» **INSTRUCTIONS TO FOLLOW**:
Below are records; copy every line among them that contains the word "extends".

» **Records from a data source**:
+===+

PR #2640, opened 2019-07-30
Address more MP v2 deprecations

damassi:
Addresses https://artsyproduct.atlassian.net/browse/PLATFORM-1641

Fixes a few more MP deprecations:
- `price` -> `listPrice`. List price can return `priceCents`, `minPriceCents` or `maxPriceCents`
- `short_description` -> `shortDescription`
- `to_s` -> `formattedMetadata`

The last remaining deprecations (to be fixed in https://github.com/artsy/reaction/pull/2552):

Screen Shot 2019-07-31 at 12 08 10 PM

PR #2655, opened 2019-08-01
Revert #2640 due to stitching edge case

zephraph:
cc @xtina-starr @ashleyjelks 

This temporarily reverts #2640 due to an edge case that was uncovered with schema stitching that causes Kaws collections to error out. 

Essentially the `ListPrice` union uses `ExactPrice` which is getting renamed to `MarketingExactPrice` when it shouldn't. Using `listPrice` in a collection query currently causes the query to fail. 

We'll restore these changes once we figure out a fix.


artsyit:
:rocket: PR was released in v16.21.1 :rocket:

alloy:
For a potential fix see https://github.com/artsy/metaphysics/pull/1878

+===+

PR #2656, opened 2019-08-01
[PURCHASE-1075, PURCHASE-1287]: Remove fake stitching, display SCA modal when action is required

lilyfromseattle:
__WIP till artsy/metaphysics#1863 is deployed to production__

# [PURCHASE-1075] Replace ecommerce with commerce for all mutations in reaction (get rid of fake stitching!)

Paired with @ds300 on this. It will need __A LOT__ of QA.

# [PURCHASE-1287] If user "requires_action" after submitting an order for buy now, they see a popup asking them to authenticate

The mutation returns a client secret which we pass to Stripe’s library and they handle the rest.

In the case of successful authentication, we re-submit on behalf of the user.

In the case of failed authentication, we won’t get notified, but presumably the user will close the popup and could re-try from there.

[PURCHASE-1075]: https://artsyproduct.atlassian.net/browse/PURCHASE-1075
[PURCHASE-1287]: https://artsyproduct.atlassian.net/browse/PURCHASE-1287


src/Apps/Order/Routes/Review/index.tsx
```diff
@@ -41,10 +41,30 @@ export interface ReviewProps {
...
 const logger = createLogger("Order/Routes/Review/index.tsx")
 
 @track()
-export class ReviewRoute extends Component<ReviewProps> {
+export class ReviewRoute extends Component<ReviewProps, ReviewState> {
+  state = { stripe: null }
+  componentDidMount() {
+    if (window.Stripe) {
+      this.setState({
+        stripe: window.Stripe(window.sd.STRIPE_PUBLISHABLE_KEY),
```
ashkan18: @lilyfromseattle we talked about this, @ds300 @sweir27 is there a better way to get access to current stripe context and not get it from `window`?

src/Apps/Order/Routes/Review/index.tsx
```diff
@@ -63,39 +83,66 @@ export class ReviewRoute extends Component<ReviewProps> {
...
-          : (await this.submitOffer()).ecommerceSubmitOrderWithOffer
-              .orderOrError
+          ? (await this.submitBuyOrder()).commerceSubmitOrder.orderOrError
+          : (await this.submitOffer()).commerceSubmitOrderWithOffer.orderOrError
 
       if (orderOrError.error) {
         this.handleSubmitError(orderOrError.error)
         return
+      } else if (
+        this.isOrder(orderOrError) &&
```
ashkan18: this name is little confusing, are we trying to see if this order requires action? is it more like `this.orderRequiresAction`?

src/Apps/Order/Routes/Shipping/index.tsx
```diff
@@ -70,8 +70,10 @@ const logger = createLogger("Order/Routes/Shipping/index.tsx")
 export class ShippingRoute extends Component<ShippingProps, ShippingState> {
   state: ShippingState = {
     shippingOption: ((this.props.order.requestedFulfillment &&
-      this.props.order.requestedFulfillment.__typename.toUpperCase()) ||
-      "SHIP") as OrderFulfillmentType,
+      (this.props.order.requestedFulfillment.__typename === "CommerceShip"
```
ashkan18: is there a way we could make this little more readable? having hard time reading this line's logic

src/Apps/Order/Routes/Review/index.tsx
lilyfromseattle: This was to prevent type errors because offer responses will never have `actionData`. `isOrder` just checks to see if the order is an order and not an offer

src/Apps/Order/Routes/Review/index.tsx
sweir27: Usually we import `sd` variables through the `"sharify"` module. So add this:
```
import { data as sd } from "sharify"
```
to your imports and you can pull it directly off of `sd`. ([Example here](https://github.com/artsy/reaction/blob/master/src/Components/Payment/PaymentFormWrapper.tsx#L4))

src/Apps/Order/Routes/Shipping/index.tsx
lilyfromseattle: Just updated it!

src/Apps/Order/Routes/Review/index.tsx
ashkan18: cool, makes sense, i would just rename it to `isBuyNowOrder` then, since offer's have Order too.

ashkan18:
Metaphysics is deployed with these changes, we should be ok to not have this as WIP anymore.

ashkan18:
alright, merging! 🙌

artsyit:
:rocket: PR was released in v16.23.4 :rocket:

+===+

» **SOLUTION TO THIS PROBLEM**:
-export class ReviewRoute extends Component<ReviewProps> {
+export class ReviewRoute extends Component<ReviewProps, ReviewState> {
@@ -63,39 +83,66 @@ export class ReviewRoute extends Component<ReviewProps> {
 export class ShippingRoute extends Component<ShippingProps, ShippingState> {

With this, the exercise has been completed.